> **Task input**:
== Segment start ==

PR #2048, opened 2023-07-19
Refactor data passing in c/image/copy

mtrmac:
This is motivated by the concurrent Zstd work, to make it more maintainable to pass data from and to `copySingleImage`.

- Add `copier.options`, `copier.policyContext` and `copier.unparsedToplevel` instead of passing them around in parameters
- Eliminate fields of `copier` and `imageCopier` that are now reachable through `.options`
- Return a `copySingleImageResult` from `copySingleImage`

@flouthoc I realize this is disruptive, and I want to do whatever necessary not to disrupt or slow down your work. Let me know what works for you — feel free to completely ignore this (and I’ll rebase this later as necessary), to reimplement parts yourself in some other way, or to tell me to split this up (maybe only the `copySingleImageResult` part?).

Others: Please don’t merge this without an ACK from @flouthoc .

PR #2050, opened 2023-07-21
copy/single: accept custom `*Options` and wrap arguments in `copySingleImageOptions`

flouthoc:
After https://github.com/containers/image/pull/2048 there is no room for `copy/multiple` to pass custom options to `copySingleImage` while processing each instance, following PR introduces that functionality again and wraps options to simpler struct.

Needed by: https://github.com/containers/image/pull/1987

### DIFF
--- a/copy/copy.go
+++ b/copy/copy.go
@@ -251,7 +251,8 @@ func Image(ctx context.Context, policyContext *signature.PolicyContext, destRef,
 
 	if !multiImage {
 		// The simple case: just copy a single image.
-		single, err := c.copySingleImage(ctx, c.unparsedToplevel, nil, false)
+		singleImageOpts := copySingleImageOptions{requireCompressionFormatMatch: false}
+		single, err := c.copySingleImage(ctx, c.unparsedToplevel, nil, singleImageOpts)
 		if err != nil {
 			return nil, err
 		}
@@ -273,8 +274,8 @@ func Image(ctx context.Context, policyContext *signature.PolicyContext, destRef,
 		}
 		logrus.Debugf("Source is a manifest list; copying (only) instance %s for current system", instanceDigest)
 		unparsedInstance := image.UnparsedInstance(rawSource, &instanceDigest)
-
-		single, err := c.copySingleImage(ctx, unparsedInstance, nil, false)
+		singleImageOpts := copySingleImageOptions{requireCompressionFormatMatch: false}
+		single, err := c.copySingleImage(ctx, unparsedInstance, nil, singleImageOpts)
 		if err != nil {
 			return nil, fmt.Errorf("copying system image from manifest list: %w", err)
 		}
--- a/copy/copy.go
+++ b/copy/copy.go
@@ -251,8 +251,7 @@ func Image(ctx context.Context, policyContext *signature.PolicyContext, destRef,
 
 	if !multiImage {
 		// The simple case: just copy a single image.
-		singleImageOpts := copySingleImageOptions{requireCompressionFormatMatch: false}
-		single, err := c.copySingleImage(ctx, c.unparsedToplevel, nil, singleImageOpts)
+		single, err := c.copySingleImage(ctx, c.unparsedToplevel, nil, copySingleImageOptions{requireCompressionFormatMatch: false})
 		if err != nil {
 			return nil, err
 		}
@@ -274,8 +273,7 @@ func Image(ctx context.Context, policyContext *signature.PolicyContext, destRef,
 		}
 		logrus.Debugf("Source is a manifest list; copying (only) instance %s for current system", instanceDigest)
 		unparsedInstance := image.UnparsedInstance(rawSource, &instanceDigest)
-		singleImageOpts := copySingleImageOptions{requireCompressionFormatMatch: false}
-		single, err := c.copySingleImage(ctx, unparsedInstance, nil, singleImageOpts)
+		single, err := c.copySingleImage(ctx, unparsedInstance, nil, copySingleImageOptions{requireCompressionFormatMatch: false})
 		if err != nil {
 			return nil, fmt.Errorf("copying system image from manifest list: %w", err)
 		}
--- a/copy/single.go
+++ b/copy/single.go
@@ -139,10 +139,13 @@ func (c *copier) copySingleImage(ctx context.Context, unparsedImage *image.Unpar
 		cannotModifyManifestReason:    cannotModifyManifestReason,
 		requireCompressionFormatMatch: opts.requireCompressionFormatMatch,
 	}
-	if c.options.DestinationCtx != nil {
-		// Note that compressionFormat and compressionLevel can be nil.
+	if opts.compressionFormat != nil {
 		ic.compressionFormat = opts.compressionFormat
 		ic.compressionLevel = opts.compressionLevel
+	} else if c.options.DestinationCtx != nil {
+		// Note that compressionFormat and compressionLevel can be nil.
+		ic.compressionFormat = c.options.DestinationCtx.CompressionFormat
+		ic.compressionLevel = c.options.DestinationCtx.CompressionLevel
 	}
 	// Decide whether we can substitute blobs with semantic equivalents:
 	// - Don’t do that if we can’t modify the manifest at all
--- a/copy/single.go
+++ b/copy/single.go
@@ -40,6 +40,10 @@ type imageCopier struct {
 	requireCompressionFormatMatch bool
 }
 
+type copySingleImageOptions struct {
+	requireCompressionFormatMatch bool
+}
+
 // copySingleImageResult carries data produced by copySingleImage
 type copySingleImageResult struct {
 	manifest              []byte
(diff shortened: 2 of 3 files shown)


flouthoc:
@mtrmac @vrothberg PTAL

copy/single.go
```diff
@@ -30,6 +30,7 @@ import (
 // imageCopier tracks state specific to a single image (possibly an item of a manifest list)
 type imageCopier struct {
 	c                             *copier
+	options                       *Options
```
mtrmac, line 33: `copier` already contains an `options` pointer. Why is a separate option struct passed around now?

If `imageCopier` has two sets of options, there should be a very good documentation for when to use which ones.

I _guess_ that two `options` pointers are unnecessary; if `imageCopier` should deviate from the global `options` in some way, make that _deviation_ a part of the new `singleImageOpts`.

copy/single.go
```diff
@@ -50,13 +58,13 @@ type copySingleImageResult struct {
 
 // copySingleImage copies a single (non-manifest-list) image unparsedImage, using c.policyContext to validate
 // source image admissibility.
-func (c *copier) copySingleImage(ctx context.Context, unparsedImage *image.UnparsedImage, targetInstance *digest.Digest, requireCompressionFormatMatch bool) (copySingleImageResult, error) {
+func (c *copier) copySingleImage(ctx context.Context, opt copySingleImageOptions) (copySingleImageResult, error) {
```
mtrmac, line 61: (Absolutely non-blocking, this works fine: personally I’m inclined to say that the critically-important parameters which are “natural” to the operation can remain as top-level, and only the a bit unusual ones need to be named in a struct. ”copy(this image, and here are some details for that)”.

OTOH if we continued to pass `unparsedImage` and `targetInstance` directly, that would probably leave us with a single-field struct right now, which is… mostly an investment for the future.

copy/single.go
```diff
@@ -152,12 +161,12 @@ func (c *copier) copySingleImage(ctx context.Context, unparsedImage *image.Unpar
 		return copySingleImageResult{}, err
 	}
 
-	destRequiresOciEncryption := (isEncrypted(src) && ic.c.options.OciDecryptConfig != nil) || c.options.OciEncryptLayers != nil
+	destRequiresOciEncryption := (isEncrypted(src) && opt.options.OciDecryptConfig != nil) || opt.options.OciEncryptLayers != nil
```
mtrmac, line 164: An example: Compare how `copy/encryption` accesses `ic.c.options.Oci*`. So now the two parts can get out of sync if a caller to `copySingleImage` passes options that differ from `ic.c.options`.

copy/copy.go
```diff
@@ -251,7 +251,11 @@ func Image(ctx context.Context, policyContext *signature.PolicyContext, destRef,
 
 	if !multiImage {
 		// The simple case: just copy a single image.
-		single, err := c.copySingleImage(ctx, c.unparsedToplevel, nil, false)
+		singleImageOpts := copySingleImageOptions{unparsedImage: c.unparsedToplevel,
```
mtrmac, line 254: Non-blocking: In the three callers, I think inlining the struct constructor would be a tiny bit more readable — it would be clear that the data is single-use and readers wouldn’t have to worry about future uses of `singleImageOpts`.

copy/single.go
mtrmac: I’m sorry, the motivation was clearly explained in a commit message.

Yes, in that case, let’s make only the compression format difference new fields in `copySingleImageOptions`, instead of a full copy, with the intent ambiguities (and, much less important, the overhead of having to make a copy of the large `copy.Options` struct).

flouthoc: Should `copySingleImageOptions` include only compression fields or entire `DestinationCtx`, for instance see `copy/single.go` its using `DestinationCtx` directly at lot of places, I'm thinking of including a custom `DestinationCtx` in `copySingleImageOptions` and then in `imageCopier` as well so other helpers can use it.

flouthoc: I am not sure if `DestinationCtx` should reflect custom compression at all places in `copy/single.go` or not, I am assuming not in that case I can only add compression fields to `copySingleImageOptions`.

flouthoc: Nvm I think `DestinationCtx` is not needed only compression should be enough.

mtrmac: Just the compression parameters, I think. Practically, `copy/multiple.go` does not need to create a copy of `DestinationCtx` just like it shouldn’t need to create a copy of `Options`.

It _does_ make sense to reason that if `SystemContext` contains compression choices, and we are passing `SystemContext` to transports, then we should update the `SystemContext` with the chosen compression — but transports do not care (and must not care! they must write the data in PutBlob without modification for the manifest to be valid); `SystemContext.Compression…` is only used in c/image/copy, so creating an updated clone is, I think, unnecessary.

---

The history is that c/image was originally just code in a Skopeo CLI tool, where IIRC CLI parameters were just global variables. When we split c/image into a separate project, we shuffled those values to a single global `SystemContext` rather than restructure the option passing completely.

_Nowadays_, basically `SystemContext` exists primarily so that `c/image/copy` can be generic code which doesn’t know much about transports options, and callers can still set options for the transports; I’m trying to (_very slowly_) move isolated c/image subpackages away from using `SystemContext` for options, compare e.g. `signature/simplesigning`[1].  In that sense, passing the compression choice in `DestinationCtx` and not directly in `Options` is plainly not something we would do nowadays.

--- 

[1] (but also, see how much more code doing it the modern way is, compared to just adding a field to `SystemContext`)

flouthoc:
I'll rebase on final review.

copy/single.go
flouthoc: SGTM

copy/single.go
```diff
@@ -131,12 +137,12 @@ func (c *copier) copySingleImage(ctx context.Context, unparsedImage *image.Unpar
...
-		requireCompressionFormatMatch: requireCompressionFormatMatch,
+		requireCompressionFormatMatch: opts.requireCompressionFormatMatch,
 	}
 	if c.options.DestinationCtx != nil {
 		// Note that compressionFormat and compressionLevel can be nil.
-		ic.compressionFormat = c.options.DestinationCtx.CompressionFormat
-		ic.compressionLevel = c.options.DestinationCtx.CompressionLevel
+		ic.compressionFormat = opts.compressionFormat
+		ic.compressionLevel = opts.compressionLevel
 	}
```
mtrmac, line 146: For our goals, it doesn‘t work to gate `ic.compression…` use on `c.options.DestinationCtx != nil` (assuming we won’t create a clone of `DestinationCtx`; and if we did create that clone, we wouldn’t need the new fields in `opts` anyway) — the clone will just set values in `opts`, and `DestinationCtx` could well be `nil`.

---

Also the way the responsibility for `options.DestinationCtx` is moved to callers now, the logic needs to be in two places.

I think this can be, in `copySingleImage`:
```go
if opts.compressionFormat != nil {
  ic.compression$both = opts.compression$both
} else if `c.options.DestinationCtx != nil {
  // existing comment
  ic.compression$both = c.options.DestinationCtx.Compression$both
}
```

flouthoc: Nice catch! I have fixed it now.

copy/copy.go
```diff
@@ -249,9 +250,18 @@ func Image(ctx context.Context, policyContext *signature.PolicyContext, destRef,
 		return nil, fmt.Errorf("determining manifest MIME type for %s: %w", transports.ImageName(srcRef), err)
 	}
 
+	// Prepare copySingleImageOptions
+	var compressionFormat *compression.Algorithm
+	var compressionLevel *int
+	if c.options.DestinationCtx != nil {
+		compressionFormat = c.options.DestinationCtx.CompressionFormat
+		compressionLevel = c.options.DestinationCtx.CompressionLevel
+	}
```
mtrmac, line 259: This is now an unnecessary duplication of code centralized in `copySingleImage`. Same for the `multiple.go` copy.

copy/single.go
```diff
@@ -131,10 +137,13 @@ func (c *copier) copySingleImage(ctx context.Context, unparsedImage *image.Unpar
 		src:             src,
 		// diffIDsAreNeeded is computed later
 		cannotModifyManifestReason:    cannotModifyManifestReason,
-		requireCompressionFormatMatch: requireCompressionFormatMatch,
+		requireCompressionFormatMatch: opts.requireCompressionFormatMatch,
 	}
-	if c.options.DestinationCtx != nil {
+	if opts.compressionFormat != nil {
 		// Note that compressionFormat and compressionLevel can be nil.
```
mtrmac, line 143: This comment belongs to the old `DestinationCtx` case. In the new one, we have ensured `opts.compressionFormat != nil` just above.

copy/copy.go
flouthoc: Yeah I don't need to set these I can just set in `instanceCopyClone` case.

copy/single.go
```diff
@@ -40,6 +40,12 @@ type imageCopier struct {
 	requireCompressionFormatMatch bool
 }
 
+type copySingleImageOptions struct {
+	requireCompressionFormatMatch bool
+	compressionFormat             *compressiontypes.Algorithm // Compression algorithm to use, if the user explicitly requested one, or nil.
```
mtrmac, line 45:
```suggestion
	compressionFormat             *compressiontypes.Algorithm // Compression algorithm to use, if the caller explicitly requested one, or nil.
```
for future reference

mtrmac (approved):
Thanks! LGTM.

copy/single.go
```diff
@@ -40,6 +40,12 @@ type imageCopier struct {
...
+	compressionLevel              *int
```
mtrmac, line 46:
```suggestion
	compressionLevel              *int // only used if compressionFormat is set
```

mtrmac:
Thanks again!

== Segment end ==
== Segment start ==

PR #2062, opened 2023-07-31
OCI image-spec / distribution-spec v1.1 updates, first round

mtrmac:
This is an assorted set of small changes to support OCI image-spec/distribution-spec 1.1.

== Segment end ==
== Segment start ==

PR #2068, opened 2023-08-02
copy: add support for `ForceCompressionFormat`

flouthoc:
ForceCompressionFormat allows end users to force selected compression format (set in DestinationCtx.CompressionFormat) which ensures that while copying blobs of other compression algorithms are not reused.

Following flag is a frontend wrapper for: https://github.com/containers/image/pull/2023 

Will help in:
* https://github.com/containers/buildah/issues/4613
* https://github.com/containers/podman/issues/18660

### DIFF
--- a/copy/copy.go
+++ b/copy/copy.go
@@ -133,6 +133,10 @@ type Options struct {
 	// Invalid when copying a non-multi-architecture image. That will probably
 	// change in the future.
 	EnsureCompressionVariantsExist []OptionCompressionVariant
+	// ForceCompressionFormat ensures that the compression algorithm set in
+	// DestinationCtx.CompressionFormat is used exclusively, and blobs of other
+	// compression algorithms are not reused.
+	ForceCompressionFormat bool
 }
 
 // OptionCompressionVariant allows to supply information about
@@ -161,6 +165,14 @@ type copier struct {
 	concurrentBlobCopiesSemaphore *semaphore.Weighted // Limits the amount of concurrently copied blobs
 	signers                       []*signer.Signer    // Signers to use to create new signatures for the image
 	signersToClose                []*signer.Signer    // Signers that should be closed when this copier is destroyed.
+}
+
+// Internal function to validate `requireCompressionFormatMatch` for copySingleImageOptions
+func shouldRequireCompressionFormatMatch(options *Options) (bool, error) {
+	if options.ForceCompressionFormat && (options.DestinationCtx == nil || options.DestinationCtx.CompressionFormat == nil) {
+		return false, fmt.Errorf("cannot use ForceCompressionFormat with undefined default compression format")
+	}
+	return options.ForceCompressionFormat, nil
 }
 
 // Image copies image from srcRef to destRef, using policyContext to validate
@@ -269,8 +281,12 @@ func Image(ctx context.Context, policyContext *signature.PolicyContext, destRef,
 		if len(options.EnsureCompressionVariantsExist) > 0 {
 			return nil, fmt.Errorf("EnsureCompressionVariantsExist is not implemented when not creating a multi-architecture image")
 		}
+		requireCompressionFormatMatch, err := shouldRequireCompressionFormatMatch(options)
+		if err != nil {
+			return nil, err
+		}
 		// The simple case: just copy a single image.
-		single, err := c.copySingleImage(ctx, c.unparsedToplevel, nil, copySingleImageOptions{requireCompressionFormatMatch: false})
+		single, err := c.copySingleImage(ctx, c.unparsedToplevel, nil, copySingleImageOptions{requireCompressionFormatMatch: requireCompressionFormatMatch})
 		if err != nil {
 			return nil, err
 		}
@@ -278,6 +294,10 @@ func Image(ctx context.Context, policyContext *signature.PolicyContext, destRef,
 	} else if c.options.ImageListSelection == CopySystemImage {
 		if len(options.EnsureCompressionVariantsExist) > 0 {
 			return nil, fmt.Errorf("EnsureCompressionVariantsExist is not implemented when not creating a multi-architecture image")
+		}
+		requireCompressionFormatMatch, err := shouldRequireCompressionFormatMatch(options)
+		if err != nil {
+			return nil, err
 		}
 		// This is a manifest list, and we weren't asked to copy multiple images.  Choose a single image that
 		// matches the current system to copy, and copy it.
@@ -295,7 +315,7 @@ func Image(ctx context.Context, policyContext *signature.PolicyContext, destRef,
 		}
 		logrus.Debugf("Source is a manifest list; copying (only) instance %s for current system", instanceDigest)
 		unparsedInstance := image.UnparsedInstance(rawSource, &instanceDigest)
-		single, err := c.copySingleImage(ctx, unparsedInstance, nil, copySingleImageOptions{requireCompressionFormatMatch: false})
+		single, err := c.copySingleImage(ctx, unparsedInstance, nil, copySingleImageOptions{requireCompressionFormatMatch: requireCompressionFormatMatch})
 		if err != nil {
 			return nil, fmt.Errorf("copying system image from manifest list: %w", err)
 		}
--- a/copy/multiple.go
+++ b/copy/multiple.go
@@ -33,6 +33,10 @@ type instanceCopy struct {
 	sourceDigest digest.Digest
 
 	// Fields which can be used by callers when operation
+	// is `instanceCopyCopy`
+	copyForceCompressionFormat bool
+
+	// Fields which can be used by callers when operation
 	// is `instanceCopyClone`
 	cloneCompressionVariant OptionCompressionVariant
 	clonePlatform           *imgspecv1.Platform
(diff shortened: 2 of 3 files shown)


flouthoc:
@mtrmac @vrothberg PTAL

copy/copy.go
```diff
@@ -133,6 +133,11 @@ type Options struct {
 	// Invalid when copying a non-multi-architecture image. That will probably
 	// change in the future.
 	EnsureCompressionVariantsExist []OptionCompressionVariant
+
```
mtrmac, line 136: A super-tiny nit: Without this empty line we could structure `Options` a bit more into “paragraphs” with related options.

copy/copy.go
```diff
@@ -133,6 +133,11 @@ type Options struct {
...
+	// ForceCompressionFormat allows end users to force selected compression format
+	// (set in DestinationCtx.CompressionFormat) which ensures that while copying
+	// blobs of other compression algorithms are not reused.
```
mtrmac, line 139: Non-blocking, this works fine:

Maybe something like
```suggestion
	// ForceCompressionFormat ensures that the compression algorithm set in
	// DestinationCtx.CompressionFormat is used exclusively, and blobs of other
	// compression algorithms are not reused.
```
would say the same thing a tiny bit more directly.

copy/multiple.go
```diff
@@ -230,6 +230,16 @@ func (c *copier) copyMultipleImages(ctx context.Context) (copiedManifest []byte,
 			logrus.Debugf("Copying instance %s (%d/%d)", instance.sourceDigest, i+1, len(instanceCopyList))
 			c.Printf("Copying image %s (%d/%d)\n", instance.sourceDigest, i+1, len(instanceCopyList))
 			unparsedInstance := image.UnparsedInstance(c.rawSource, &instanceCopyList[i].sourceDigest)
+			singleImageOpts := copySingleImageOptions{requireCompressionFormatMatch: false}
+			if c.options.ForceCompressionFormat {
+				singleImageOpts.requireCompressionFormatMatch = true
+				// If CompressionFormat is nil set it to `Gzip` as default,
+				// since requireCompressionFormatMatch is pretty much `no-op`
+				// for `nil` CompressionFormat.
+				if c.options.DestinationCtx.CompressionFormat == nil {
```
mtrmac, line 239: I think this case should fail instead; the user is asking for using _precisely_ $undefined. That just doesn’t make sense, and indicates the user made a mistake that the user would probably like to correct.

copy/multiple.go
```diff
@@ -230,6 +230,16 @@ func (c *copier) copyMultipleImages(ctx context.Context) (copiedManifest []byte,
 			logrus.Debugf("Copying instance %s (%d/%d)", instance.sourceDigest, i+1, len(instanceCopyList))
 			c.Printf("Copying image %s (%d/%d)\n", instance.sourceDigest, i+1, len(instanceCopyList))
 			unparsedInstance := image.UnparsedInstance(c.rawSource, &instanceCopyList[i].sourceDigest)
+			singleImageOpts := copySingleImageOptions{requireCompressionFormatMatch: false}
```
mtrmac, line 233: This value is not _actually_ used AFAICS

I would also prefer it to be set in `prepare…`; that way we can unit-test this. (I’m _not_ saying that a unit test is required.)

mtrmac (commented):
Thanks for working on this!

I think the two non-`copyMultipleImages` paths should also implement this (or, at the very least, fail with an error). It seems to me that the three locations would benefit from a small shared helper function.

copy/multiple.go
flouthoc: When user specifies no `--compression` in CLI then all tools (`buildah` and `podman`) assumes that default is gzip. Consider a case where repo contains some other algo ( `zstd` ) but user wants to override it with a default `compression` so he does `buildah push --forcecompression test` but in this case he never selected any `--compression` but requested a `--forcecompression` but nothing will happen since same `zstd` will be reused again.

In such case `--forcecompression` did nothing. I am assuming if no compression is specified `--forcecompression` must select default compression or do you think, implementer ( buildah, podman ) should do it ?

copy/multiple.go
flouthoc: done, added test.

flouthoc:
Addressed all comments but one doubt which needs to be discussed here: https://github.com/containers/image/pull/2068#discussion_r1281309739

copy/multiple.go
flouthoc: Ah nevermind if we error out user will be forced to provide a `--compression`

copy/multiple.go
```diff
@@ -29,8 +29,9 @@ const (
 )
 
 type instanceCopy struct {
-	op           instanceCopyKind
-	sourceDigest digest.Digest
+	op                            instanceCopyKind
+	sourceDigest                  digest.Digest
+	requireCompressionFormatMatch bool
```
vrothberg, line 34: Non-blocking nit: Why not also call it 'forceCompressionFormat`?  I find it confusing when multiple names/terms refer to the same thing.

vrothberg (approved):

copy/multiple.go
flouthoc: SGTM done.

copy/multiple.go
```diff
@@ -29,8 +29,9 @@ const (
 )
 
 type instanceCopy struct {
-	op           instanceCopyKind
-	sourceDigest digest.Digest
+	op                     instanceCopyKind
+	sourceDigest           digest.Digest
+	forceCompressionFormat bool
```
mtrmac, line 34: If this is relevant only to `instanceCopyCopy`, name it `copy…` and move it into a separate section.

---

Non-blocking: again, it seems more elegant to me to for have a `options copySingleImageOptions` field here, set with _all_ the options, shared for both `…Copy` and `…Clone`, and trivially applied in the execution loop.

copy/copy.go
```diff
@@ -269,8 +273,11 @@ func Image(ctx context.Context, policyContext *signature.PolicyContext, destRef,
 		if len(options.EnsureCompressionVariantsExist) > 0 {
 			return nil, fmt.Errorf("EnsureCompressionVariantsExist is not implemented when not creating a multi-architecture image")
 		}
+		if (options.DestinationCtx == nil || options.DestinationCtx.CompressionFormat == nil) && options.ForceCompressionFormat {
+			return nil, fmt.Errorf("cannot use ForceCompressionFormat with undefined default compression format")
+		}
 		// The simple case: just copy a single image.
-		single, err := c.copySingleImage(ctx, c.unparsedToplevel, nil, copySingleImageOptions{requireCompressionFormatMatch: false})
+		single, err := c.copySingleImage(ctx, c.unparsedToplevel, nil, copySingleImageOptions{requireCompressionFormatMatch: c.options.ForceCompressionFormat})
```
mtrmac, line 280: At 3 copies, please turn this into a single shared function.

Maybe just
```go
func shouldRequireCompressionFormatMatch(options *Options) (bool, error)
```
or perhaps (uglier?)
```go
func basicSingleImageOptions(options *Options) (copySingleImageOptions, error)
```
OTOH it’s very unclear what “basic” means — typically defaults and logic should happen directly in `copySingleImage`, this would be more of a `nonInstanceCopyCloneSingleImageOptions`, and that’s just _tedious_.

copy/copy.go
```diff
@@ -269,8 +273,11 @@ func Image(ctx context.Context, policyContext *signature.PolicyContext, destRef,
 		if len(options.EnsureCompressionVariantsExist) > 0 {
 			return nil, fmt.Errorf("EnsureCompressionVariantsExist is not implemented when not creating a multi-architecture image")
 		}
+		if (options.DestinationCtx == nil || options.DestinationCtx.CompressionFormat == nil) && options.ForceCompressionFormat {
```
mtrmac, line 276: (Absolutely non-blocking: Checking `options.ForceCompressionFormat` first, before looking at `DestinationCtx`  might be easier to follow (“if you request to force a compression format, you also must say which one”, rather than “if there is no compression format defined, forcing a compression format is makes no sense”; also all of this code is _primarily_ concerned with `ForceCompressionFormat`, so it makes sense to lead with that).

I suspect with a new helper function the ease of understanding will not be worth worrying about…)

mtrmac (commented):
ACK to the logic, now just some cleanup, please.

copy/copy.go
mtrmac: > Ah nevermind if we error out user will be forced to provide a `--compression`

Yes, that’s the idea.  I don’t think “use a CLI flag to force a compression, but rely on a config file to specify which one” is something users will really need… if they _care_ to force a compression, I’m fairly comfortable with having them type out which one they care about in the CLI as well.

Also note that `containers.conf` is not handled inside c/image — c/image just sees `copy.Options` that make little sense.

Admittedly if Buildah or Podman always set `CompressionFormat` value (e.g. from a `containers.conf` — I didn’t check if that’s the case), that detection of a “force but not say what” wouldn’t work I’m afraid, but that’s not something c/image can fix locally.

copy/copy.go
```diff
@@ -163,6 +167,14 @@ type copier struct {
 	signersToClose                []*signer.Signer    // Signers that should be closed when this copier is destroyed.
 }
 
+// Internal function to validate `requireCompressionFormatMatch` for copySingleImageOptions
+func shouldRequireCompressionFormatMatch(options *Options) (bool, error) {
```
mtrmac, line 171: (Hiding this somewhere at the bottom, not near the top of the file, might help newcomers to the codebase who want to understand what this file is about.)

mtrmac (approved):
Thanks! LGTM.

== Segment end ==

> **Your objective**: Only lines that include "OciDecryptConfig" belong in the answer; return them from the entries above.

> **Output**:
-	destRequiresOciEncryption := (isEncrypted(src) && ic.c.options.OciDecryptConfig != nil) || c.options.OciEncryptLayers != nil
+	destRequiresOciEncryption := (isEncrypted(src) && opt.options.OciDecryptConfig != nil) || opt.options.OciEncryptLayers != nil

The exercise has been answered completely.